No, I along with Owen et. al. acknowledge that these people are covenant people and in covenant with God. Just because ultimately, during the final judgment they are shown to be not in the C. O. R., does
not make them any less in covenant with God. Also, Just because Owen doesn't qualify his every statement along the lines of the C. O. G. doesn't mean he has abandoned the doctrine when he speaks along the lines you are referencing. As I have stated, these people are in covenant with God, externally. Nonetheless, in covenant and as I mentioned in my last post, 'in the kingdom'.

[quote:c6a06a5d52]That is entirely true. My interpretation is no threat to the paedobaptist, because it is transparent to views of both baptism and covenant inclusion.[/quote:c6a06a5d52]

That is incorrect; it is not transparent. The defining of this passage must be interpretted through the lens of CT, else you end up with the idea that the C.O.G. has no meaning; it dismantles the covenant under that guise that the external members of the covenant are no more in covenant with God than the heathen, and this is just not the case. So, for you to interpret it this way shows one of two things. Either you do not understand the true nature of the covenant or you are redefining it.

[quote:c6a06a5d52]All it does is take away from the paedobaptist the ability to argue for non-elect in the CoG from these particular passages. It takes them "out of play" so to speak.[/quote:c6a06a5d52]

Again, Baptistic thinking and your musunderstanding of the covenant. Owen is describing the C. O. R.


[quote:c6a06a5d52]
Owen is arguing that the scripture speaks of those who appear to have been bought by Christ, but are not truly so. I was making a parallel observation that the scripture also speaks of those who appear to be "in the kingdom" and "in Christ", but they are not truly so. [/quote:c6a06a5d52]

Philip,
Your interpretation, which is not in harmony with the thinking of CT. Keep in mind, these passages are describing end time events, i.e. the seperating of the bad from the good. Prior to this event, the C. O.G and the C. O. R. co-exist; both are in covenant with God, i.e Noah's son Ham.

[quote:c6a06a5d52]I certainly was not claiming Owen in my camp, just using his example to prove that scripture does actually speak in different senses other than the true and absolute sense.
[/quote:c6a06a5d52]

Again, true or absolute, without utilizing Owen's quote in the same respect Owen intends is taking him out of context. Foundated in this statement are the truths of the C. O. G. 

[quote:c6a06a5d52]
Who would ever say such a thing (that discipleship equates with regeneration)? I don't know of any confessional Reformed Baptists who would say actually agree to this. Perhaps it could be attributed to sloppy writing, but no cRB in his right mind would intentionally make such a statement.
[/quote:c6a06a5d52]

Most credo respondees to this question say that regeneration and discipleship go hand in hand.

[quote:c6a06a5d52]
It is a natural progression along the lines of your arguments, but not particularly applicable to the passage we are discussing, if my points above are correct.[/quote:c6a06a5d52]

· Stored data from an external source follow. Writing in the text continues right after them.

Issue #1734, opened 2020-12-10
CSD or native headerbars


ogarcia:
**What would you like to be added**:
Client-Side Decoration (CSD) support or native headerbars

**Why is this needed**:
Now if you open Lens in Linux you have something like this.
![lens_headbar](https://user-images.githubusercontent.com/572924/101760808-a840cd00-3adb-11eb-8c8c-70009547cb2f.png)

But if you support CSD as in [Teams](https://www.microsoft.com/en-us/microsoft-365/microsoft-teams/download-app) (for example) can use headbar to add app elements and don't waste a lot of space.
![sample_headbar](https://user-images.githubusercontent.com/3630663/36128754-0773fb80-1032-11e8-96dd-c1b83a8af226.png)

**Environment you are Lens application on:**
- Kubernetes distribution: n/a
- Desktop OS: GNOME on Linux, but n/a

Nokel81:
This is not currently possible as electron does not support it see https://github.com/electron/electron/issues/11907

rohmishra:
How would lens handle positioning of the buttons? Positioning needs to be passed from gtk to electron environment but after that the app is responsible for actually placing the buttons within the UI. 

On linux, you can have buttons on both left and right side or even both side at same time, Plus they can have different options, even non-standard ones at times.

Considering we ignore all buttons that are non standard, the app still needs to accommodate for between one to three buttons on both sides of the UI. And this is considering the app uses its own assets for the button UI and ignores the system style. This can actually be desirable as using system UI means even more complexity.

ogarcia:
[Teams](https://www.microsoft.com/en-us/microsoft-365/microsoft-teams/download-app) is an electron app and uses CSD very well. I think that Lens can handle it in same way.
![Teams CSD](https://user-images.githubusercontent.com/572924/141072495-6838dc8c-851e-42ef-8b40-eeb1a1d6f3e9.png)

rohmishra:
@ogarcia Teams has the same issue that i discussed in previous comment. It doesnt follow system in button placement. Even if you set your window decorations to be on left, teams buttons wil appear on right. This isnt an issue on macOS and windows because those settings arent configurable.

On gnome for example you need to read the following gsetting to learn user's preference: `org.gnome.desktop.wm.preferences button-layout`

There is no standardized way to read this settings. Its best if a library does the heavy lifting of querying these and the app can in turn read from the said library.

[...]

PR #4528, opened 2021-12-08
Custom title controls on Windows

### LINKED ISSUE #1437: Make windows title and menu consistent with theme
Window title and menu should be consistent with app theme.

Current windows view is too contrast
windows menu

Menu could be placed in some "sandwich" toggler that will show all of the items as a popup.

This is also could related to linux if possible.

aleksfront:
* Removing native menu and title bar since it's to contrast and spoils whole app appearance in Windows
* Moving context menu under sandwich icon
* Adding custom buttons for window minimize, maximize and close

macOS view stays untouched.

**Note**. This PR does not include custom window controls in Preferences, Add cluster, Settings and other layouts which uses full-screen components. Will be handled in ongoing contributions.

Fixes #1437 
windows controls

https://user-images.githubusercontent.com/9607060/145201266-c6b96171-344a-4de6-9df8-63f5d274f95f.mov


src/renderer/components/layout/topbar.tsx
```diff
@@ -82,25 +91,47 @@ export const TopBar = observer(({ children, ...rest }: Props) => {
...
 
   return (
-    <div className={styles.topBar} {...rest}>
-      <div className={styles.tools} onDoubleClick={windowSizeToggle}>
+    <div className={styles.topBar} onDoubleClick={windowSizeToggle} ref={elem} {...rest}>
+      <div className={styles.tools}>
+        <div className={styles.winMenu}>
+          {(isWindows || isLinux) && (
+            <div onClick={openContextMenu} data-testid="window-menu">
+              <svg width="12" height="12" viewBox="0 0 12 12" shapeRendering="crispEdges"><path fill="currentColor" d="M0,8.5h12v1H0V8.5z"/><path fill="currentColor" d="M0,5.5h12v1H0V5.5z"/><path fill="currentColor" d="M0,2.5h12v1H0V2.5z"/></svg>
```
aleksfront, line 132: Using raw svgs here instead of `<Icon/>` in order to avoid messing around with `Icon` internal styles (should rewrite many of them with `!important` declaration).

src/main/window-manager.ts
```diff
@@ -81,7 +85,7 @@ export class WindowManager extends Singleton {
         show: false,
         minWidth: 700,  // accommodate 800 x 600 display minimum
         minHeight: 500, // accommodate 800 x 600 display minimum
-        titleBarStyle: "hiddenInset",
+        titleBarStyle: isWindows ? "hidden" : "hiddenInset",
```
Nokel81: What about linux?

src/main/menu.ts
```diff
@@ -316,5 +316,10 @@ export function buildMenu(windowManager: WindowManager) {
     appMenu.delete("mac");
   }
 
-  Menu.setApplicationMenu(Menu.buildFromTemplate([...appMenu.values()]));
+  return [...appMenu.values()];
+
+}
+
+export function buildMenu(windowManager: WindowManager) {
```
Nokel81, line 323: Shouldn't we not call `initMenu` (the function that calls this function) on non-Macs?

src/renderer/components/layout/__tests__/topbar-linux.test.tsx
```diff
@@ -0,0 +1,63 @@
...
+    TopBarRegistry.resetInstance();
+  });
+
+  it("shows menu icon", () => {
+    const { getByTestId } = render(<TopBar/>);
+
+    expect(getByTestId("window-menu")).toBeInTheDocument();
+  });
+
+  it("doesn't show windows title buttons", () => {
```
Nokel81: Why do we not want to show the title buttons?

src/main/window-manager.ts
jim-docker: No change, like on mac?

Screen Shot 2021-12-08 at 11 41 10 AM

Nokel81: I guess I meant, why not on linux

jim-docker: Yes, meant as a question to @aleksfront, if this is how it should look, wrt this PR

jim-docker:
The menu bar disappears if the window is closed and re-opened (on linux):

https://user-images.githubusercontent.com/40840436/145250595-756f4178-1c82-481d-ba25-046bb39e28a6.mov

src/main/window-manager.ts
jim-docker: ah, in an earlier DM from Alex he indicated to me this:
"Linux Lens window should have standard title bar with minimize/maximize/close, but menu should go under the sandwich"
so I guess there's a problem

src/renderer/components/layout/__tests__/topbar-linux.test.tsx
aleksfront: This means we do not want to show custom title buttons designed for windows only. Changed the test description.

src/main/menu.ts
aleksfront: No harm to run it, since I reverted linux view to show native menus also.

aleksfront:
Eventually, I reverted Linux view to use native controls. So current implementation looks like this:

**MacOS**

macos view

**Windows**

win view

**Ubuntu**

https://user-images.githubusercontent.com/9607060/145383960-e34f6873-8513-42c9-b68f-011381da6989.mov

Nokel81:
@aleksfront That ubuntu view looks strange. Why hide the menu until a click?

aleksfront:
> @aleksfront That ubuntu view looks strange. Why hide the menu until a click?

The menu is hidden by default and gets activated (showed) if you press `Alt` key. If you then just click outside the menu, it disappears.

Nokel81:
> The menu is hidden by default and gets activated (showed) if you press Alt key. If you then just click outside the menu, it disappears.

That seems suboptimal because you have to know to push ALT. There is #1734 for Linux, so I think we should do better.

jim-docker:
> > The menu is hidden by default and gets activated (showed) if you press Alt key. If you then just click outside the menu, it disappears.
> 
> That seems suboptimal because you have to know to push ALT. There is #1734 for Linux, so I think we should do better.

I agree, there needs to be some visual cue for the hidden menus on linux. I'd prefer it to be like windows, with the "sandwich", or keep the linux menu bar always visible.

jakolehm:
> > > The menu is hidden by default and gets activated (showed) if you press Alt key. If you then just click outside the menu, it disappears.
> > 
> > 
> > That seems suboptimal because you have to know to push ALT. There is #1734 for Linux, so I think we should do better.
> 
> I agree, there needs to be some visual cue for the hidden menus on linux. I'd prefer it to be like windows, with the "sandwich", or keep the linux menu bar always visible.

I'd also prefer Linux to be like Windows. Is there some deeper issue with Linux support?

aleksfront:
@jim-docker I've changed linux view to have custom window controls also. Here's current state on Win and Ubuntu 20.04. Please check linux view on your machine.
windows10
ubuntu20

src/main/index.ts
```diff
@@ -256,6 +256,12 @@ app.on("ready", async () => {
     LensProtocolRouterMain.getInstance().rendererLoaded = true;
   });
 
+  ipcMainOn(IpcMainWindowEvents.OPEN_CONTEXT_MENU, (event) => {
```
jakolehm: Should this be within `initializers.initIpcMainHandlers()` ?

src/main/window-manager.ts
```diff
@@ -81,7 +85,8 @@ export class WindowManager extends Singleton {
         show: false,
         minWidth: 700,  // accommodate 800 x 600 display minimum
         minHeight: 500, // accommodate 800 x 600 display minimum
-        titleBarStyle: "hiddenInset",
+        titleBarStyle: isMac ? "hiddenInset" : "hidden",
+        frame: isMac,
```
jakolehm, line 89: Does `frame: false` have any side-effects?

aleksfront: I suggest it doesn't. https://www.electronjs.org/docs/latest/api/frameless-window The window can be resized, minimized, maximized, closed and dragged.

aleksfront: Anyway, I can't hide title bar in linux with any other methods provided.

src/main/index.ts
aleksfront: Good catch, moved this into initializers.

jim-docker:
Looks great, works well on linux.

jim-docker (commented):
Seems a little odd that the popup menu position varies. I guess what is done in this video is correct because you don't want the mouse to be suddenly positioned over a menu item? I got it to be way off of the sandwich on one occasion (well over the nav bar) but can't reproduce. Some combination of window move/resize/click

https://user-images.githubusercontent.com/40840436/145910899-117342ff-dcda-4c44-a1f2-acb617575a8b.mov

aleksfront:
I've set menu position to be x: 20, y: 20 explicitly, it will show context menu always on icon center:

https://user-images.githubusercontent.com/9607060/145984393-2af1b32b-6027-4942-b1af-6b6ea4085775.mov

@jim-docker @Nokel81 please review this again.

src/main/initializers/ipc.ts
```diff
@@ -148,4 +149,16 @@ export function initIpcMainHandlers() {
...
+  ipcMainOn(IpcMainWindowEvents.OPEN_CONTEXT_MENU, async (event) => {
+    const menu = Menu.buildFromTemplate(getAppMenu(WindowManager.getInstance()));
+    const options = {
+      ...BrowserWindow.fromWebContents(event.sender),
+      // Center of the topbar menu icon
+      x: 20,
+      y: 20,
+    } as Electron.PopupOptions;
+
+    menu.popup(options);
```
Nokel81, line 162: Could this be done inline so as to remove the need for the cast?

src/renderer/components/layout/topbar.tsx
```diff
@@ -126,6 +158,18 @@ export const TopBar = observer(({ children, ...rest }: Props) => {
...
+          <div className={cssNames(styles.windowButtons, { [styles.linuxButtons]: isLinux })}>
+            <div className={styles.minimize} data-testid="window-minimize" onClick={minimizeWindow}>
+              <svg shapeRendering="crispEdges" viewBox="0 0 12 12"><rect fill="currentColor" width="10" height="1" x="1" y="9"></rect></svg></div>
+            <div className={styles.maximize} data-testid="window-maximize" onClick={toggleMaximize}>
+              <svg shapeRendering="crispEdges" viewBox="0 0 12 12"><rect width="9" height="9" x="1.5" y="1.5" fill="none" stroke="currentColor"></rect></svg>
+            </div>
+            <div className={styles.close} data-testid="window-close" onClick={closeWindow}>
+              <svg shapeRendering="crispEdges" viewBox="0 0 12 12"><polygon fill="currentColor" points="11 1.576 6.583 6 11 10.424 10.424 11 6 6.583 1.576 11 1 10.424 5.417 6 1 1.576 1.576 1 6 5.417 10.424 1"></polygon></svg>
+            </div>
+          </div>
```
Nokel81, line 171: Couldn't this just been "menu" icon?

Nokel81 (approved):

jim-docker (approved):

Based upon the fact that you have removed the C.O. G from the scope of this passage, a covenant Jesus Himself embraced, your points are incorrect.


----------



## Wannabee

Disciple simply means to student or follower. It does not denote any sense of salvation. This really proves nothing.

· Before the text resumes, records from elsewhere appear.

PR #4533, opened 2021-12-08
Fix crash in ClusterStatus

Nokel81:

Fixes issue reported on slack.

### DIFF
--- a/src/renderer/components/cluster-manager/cluster-status.tsx
+++ b/src/renderer/components/cluster-manager/cluster-status.tsx
@@ -153,7 +153,7 @@ export class ClusterStatus extends React.Component<Props> {
     return (
       <div className={cssNames(styles.status, "flex column box center align-center justify-center", this.props.className)}>
         <div className="flex items-center column gaps">
-          <h2>{this.entity?.getName()}</h2>
+          <h2>{this.entity?.getName() ?? this.cluster.name}</h2>
           {this.renderStatusIcon()}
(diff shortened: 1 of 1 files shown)


src/renderer/components/cluster-manager/cluster-status.tsx
```diff
@@ -153,7 +153,7 @@ export class ClusterStatus extends React.Component<Props> {
     return (
       <div className={cssNames(styles.status, "flex column box center align-center justify-center", this.props.className)}>
         <div className="flex items-center column gaps">
-          <h2>{this.entity.getName()}</h2>
+          <h2>{this.entity?.getName()}</h2>
```
aleksfront: It's a race condition or why we wouldn't have `entity` on this page?

Nokel81: Yes I think it is a race condition. I have only seen this issue when I reload the top view.

jim-docker: This will possibly set the name to `undefined`? Seems fishy that `entity` can be undefined. What was wrong with `this.cluster.preferences.clusterName`? At least as a fallback?

Nokel81: That is a good idea as a fallback since by default it is the "contextName".

aleksfront (approved):

jim-docker (approved):

PR #4535, opened 2021-12-08
Use electron.clipboard for all clipboard uses

### LINKED ISSUE #4529: Replace document.execCommand('copy') with Clipboard API
Currently, we're using `document.execCommand('copy')` command to copy text to clipboard. This is marked as `deprecated` and will be removed from the chrome soon. https://developer.mozilla.org/en-US/docs/Web/API/Document/execCommand#browser_compatibility

Instead, `Clipboard API` should be used https://developer.mozilla.org/en-US/docs/Web/API/Clipboard_API

Thanks @stefcameron for spotting this!

Nokel81:

fixes #4529


src/renderer/components/kubeconfig-dialog/kubeconfig-dialog.tsx
```diff
@@ -89,9 +89,8 @@ export class KubeConfigDialog extends React.Component<Props> {
   }
 
   copyToClipboard = () => {
-    if (this.config && copyToClipboard(this.configTextArea)) {
-      Notifications.ok("Config copied to clipboard");
-    }
+    clipboard.writeText(this.config);
```
jim-docker, line 92: No return value? Can it throw?

jim-docker (approved):

src/renderer/components/kubeconfig-dialog/kubeconfig-dialog.tsx
Nokel81: The documentation doesn't say it can. And the return value is `void`.

jim-docker:
tested on linux

jakolehm:
Issue described a solution using browser API but this PR is using Electron api, any reason for this?

Nokel81:
> Issue described a solution using browser API but this PR is using Electron api, any reason for this?

I did this for two reasons:

1. The browser API requires being in a secure context (HTTPS) according to MDN
2. The electron api was easy to use.

jweak:
> > Issue described a solution using browser API but this PR is using Electron api, any reason for this?
> 
> I did this for two reasons:
> 
> 1. The browser API requires being in a secure context (HTTPS) according to MDN
> 2. The electron api was easy to use.

We use the electron clipboard API already in a few places so I think good to use it here too.

jweak (approved):
LGTM

Tested on mac and worked on both dialogs

PR #4536, opened 2021-12-08
Fix freeze after closing terminal on windows

### LINKED ISSUE #4430: 5.3.0-latest.2021125.2 crash frequently on win10
windows version:  win10 20H2 19042.985

Nokel81:

fixes https://github.com/lensapp/lens/issues/4430

### DIFF
--- a/src/main/shell-session/shell-session.ts
+++ b/src/main/shell-session/shell-session.ts
@@ -158,6 +158,8 @@ export abstract class ShellSession {
         cwd,
         env,
         name: "xterm-256color",
+        // TODO: Something else is broken here so we need to force the use of winPty on windows
+        useConpty: false,
       }));
     }
 
--- a/src/renderer/api/terminal-api.ts
+++ b/src/renderer/api/terminal-api.ts
@@ -144,14 +144,6 @@ export class TerminalApi extends WebSocketApi<TerminalEvents> {
     this.socket.binaryType = "arraybuffer";
   }
 
-  destroy() {
-    if (!this.socket) return;
-    const controlCode = String.fromCharCode(4); // ctrl+d
-
-    this.sendMessage({ type: TerminalChannels.STDIN, data: controlCode });
-    setTimeout(() => super.destroy(), 2000);
-  }
-
   reconnect() {
     super.reconnect();
   }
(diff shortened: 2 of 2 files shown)


src/renderer/api/terminal-api.ts
```diff
@@ -144,14 +144,6 @@ export class TerminalApi extends WebSocketApi<TerminalEvents> {
     this.socket.binaryType = "arraybuffer";
   }
 
-  destroy() {
```
Nokel81: This is not needed, we kill the underlying process on normal socket close anyway

src/main/shell-session/shell-session.ts
```diff
@@ -158,6 +158,8 @@ export abstract class ShellSession {
         cwd,
         env,
         name: "xterm-256color",
+        // TODO: Something else is broken here so we need to force the use of winPty on windows
+        useConpty: false,
```
jim-docker, line 162: what does this do on mac and linux?

src/renderer/api/terminal-api.ts
jim-docker: Are you 100% sure this won't affect behaviour on all platforms? If this isn't related to the fix I'd leave it in.

src/main/shell-session/shell-session.ts
Nokel81: Nothing, this option is ignored on non-windows OS's

src/renderer/api/terminal-api.ts
Nokel81: Okay, I'll make a different PR to remove this.

src/main/shell-session/shell-session.ts
jim-docker: mention or reference the issue this is a workaround for, in the comment?

jim-docker (approved):
- The 1005 code issue persists, and the TypeError (no `url` on undefined). But no hang
- Console Window Host and winpty-agent.exe processes are getting orphaned (open a node shell, run `ls`, close the tab) Maybe this behaviour already existed.

- tested on windows
- lightly tested on mac and linux to make sure there are no side effects

If we need a fix now this looks like it will do.

jakolehm (approved):

PR #4538, opened 2021-12-08
Remove unnecesarry TerminalApi.destroy and TerminalApi.reconnect overloads

Nokel81:

### DIFF
--- a/src/renderer/api/terminal-api.ts
+++ b/src/renderer/api/terminal-api.ts
@@ -144,18 +144,6 @@ export class TerminalApi extends WebSocketApi<TerminalEvents> {
     this.socket.binaryType = "arraybuffer";
   }
 
-  destroy() {
-    if (!this.socket) return;
-    const controlCode = String.fromCharCode(4); // ctrl+d
-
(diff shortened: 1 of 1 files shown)


src/renderer/api/terminal-api.ts
```diff
@@ -144,18 +144,6 @@ export class TerminalApi extends WebSocketApi<TerminalEvents> {
     this.socket.binaryType = "arraybuffer";
   }
 
-  destroy() {
-    if (!this.socket) return;
-    const controlCode = String.fromCharCode(4); // ctrl+d
-
-    this.sendMessage({ type: TerminalChannels.STDIN, data: controlCode });
```
aleksfront, line 151: We don't need to send control code anymore?

Nokel81: This was supposed to be a followup to #4536.

We already clean up the PTY and the websocket either exits/closes. So I didn't think this was necessary. And from my testing it doesn't seem to be. But I might be missing something.

jim-docker (approved):

aleksfront (approved):

PR #4544, opened 2021-12-09
Special case goBack to navigate to catalog if no where to go back to

Nokel81:

This is really only useful in `make dev` when we restart from the settings view


jim-docker (commented):
same thing would apply for the Preferences and Extensions pages?

Nokel81:
> same thing would apply for the Preferences and Extensions pages?

Yes, and this PR fixes those too as all three don't override the default `back` function

jim-docker (approved):

aleksfront (approved):
This issue was a pain. Thanks for fixing this!

PR #4554, opened 2021-12-10
Fix extension engine range not working for some ^ ranges

### LINKED ISSUE #3404: Setting lens engine to ^5.1.0 in package.json for Lens 5.1.0 does not work
In relation to https://github.com/lensapp/lens/issues/3212, which was mostly fixed, I can set my `lens` engine, in package.json, to `^5.0.0` and Lens 5.1.0 will deem it compatible.

But if I set the engine to `^5.1.0` in Lens 5.1.0, then Lens deems it _incompatible_.

Doesn't seem right. And in the case of the https://github.com/Mirantis/lens-extension-cc extension, it was DOA in Lens until 5.1.0, so technically, I should be setting the engine to `^5.1.0` so that someone installing it in <5.1.0 isn't able to use it...

Lens version: `5.1.0-latest.20210715.1` on macOS 11.4

Nokel81:
- This is done by stripping non-API related prerelease parts from the
  version such as the "latest" prerelease part.

fixes #3404

### DIFF
--- a/src/extensions/__tests__/extension-compatibility.test.ts
+++ b/src/extensions/__tests__/extension-compatibility.test.ts
@@ -19,29 +19,24 @@
  * CONNECTION WITH THE SOFTWARE OR THE USE OR OTHER DEALINGS IN THE SOFTWARE.
  */
 
-import { isCompatibleExtension } from "../extension-compatibility";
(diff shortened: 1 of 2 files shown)


jakolehm (approved):

jweak (approved):
LGTM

This thread is getting more convoluted. Simple question asked[quote:6d7e628d28]Can either you (Matthew) or Scott give us a short and precise definition of what it means to be in the New Covenenant?[/quote:6d7e628d28]Was replied to with a link describing true believers. 

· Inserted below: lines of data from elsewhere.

PR #4556, opened 2021-12-10
Minor cleanup of Kubectl's downloadKubectl and writeInitScripts

Nokel81:

### DIFF
--- a/src/main/kubectl.ts
+++ b/src/main/kubectl.ts
@@ -27,12 +27,14 @@ import { ensureDir, pathExists } from "fs-extra";
 import * as lockFile from "proper-lockfile";
 import { helmCli } from "./helm/helm-cli";
 import { UserStore } from "../common/user-store";
-import { customRequest } from "../common/request";
 import { getBundledKubectlVersion } from "../common/utils/app-version";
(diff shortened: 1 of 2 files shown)


aleksfront (approved):

src/main/kubectl.ts
```diff
@@ -309,99 +311,86 @@ export class Kubectl {
...
-        });
-        resolve();
-      });
-      stream.pipe(file);
-    });
+    const downloadStream = got.stream({ url: this.url, decompress: true });
+    const fileWriteStream = fs.createWriteStream(this.path, { mode: 0o755 });
+    const pipeline = promisify(stream.pipeline);
+
+    await pipeline(downloadStream, fileWriteStream);
```
jim-docker, line 318: `try`/`catch`? Errors are still possible?

Nokel81: `promisify` above handles the errors and turns it into rejections

ixrock (approved):

src/main/kubectl.ts
jim-docker: So `'this.path` gets deleted in the event of an error?

Nokel81: Oh I see...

Your reply to this observation seems somewhat evasive Scott. I'm sure you meant well, but if you don't want to use the link you first gave, please give me the definition I've asked for. Your other link involves hours of work to get through. Just a clear, concise definition if you can, please.

Thank you
Joe


----------



## Scott Bushey

Joe,
It's your right if you want to discontinue. No one is hog tying you to this discussion.  I've asked plenty of questions of you and you have not answered any of them? For instance: 5 posts back I asked you, "Was Esau, Ishmael, Judas in a covenant? You never answered. 10 posts back I asked you, "Every covenant of the bible had unregenerates; in covenant with God. Why are there warning passages in the NT unless the covenant can't be broken. What covenant was Judas in?" No answer! You asked me for a simple explanation of the New Covenant; I provided Ursinus' rendering and an additional link Matt wrote. Matt piped in; Did you read what He he posted Joe?
Who said I didn't want to use the link I provided? Ursinus is an excellent example. However, the problem you face is that [b:d88d30c3a7]if[/b:d88d30c3a7] you understood covenant theology, you would know what exactly Ursinus was referring; which is the covenant of redemption; which is made up of the elect only. I will repeat this: The covenant of grace (a real covenant, instituted by God, sealed in blood), which co-exists alongside the covenant of redemption, has the elect and non elect in it. So, you see, the fish, the wedding participants, the branches which are cut off, they are all in the covenant and are receiving covenant blessings, blessings that the Egyptians (heathens) do not receive. This rendering reconsiles all the mentionings of 'good and bad' people, fish, branches.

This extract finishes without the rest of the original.